RECORDED INFORMATION:

PR #3004, opened 2026-07-06
OAK-12299 : precompute elementCount and currentWeight in PersistentDiskCache

nfsantos:
Track cache size and element count incrementally in AtomicLong fields instead of recomputing them on every stats read via `directory.listFiles()` and `FileUtils.sizeOfDirectory()`, which walked the whole cache directory. Counters are seeded from the on-disk state at startup.


oak-segment-remote/src/test/java/org/apache/jackrabbit/oak/segment/remote/persistentcache/PersistentDiskCacheCounterTest.java
```diff
@@ -0,0 +1,185 @@
...
+    public void testStartupExcludesTempFiles() throws Exception {
+        File cacheFolder = temporaryFolder.newFolder();
+
+        File segment = new File(cacheFolder, UUID.randomUUID().toString());
+        try (FileOutputStream fos = new FileOutputStream(segment)) {
+            fos.write(new byte[100]);
+        }
+
+        // One temp file (.part) that must NOT be counted
+        File temp = new File(cacheFolder, UUID.randomUUID().toString() + System.nanoTime() + ".part");
```
joerghoh: can you reuse the constant ``TEMP_FILE_SUFFIX``  in PersistentDiskCache?

joerghoh (approved):
looks good, just a minor nit in the tests

reschke (commented):
Would be nice to park this until after 2.4.0.

oak-segment-remote/src/test/java/org/apache/jackrabbit/oak/segment/remote/persistentcache/PersistentDiskCacheCounterTest.java
nfsantos: Done in b9c4d24758b435a68abd325eed12d415d1518a3c

nfsantos:
> Would be nice to park this until after 2.4.0.

I'm neutral on when to merge this. But maybe @joerghoh can comment on whether this change is something that would be useful to get in quickly or if it can wait. I guess this can reduce by a noticeable margin how long it takes to collect metrics from the cache.

BTW, this patch is already live in our Oak fork, so it has been running in production for a couple of months.

nfsantos:
> Would be nice to park this until after 2.4.0.

Can we proceed with merging now?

WHAT TO PRODUCE:
Transcribe the full listing, word for word.

RESULT:
PR #3004, opened 2026-07-06
OAK-12299 : precompute elementCount and currentWeight in PersistentDiskCache

nfsantos:
Track cache size and element count incrementally in AtomicLong fields instead of recomputing them on every stats read via `directory.listFiles()` and `FileUtils.sizeOfDirectory()`, which walked the whole cache directory. Counters are seeded from the on-disk state at startup.


oak-segment-remote/src/test/java/org/apache/jackrabbit/oak/segment/remote/persistentcache/PersistentDiskCacheCounterTest.java
```diff
@@ -0,0 +1,185 @@
...
+    public void testStartupExcludesTempFiles() throws Exception {
+        File cacheFolder = temporaryFolder.newFolder();
+
+        File segment = new File(cacheFolder, UUID.randomUUID().toString());
+        try (FileOutputStream fos = new FileOutputStream(segment)) {
+            fos.write(new byte[100]);
+        }
+
+        // One temp file (.part) that must NOT be counted
+        File temp = new File(cacheFolder, UUID.randomUUID().toString() + System.nanoTime() + ".part");
```
joerghoh: can you reuse the constant ``TEMP_FILE_SUFFIX``  in PersistentDiskCache?

joerghoh (approved):
looks good, just a minor nit in the tests

reschke (commented):
Would be nice to park this until after 2.4.0.

oak-segment-remote/src/test/java/org/apache/jackrabbit/oak/segment/remote/persistentcache/PersistentDiskCacheCounterTest.java
nfsantos: Done in b9c4d24758b435a68abd325eed12d415d1518a3c

nfsantos:
> Would be nice to park this until after 2.4.0.

I'm neutral on when to merge this. But maybe @joerghoh can comment on whether this change is something that would be useful to get in quickly or if it can wait. I guess this can reduce by a noticeable margin how long it takes to collect metrics from the cache.

BTW, this patch is already live in our Oak fork, so it has been running in production for a couple of months.

nfsantos:
> Would be nice to park this until after 2.4.0.

Can we proceed with merging now?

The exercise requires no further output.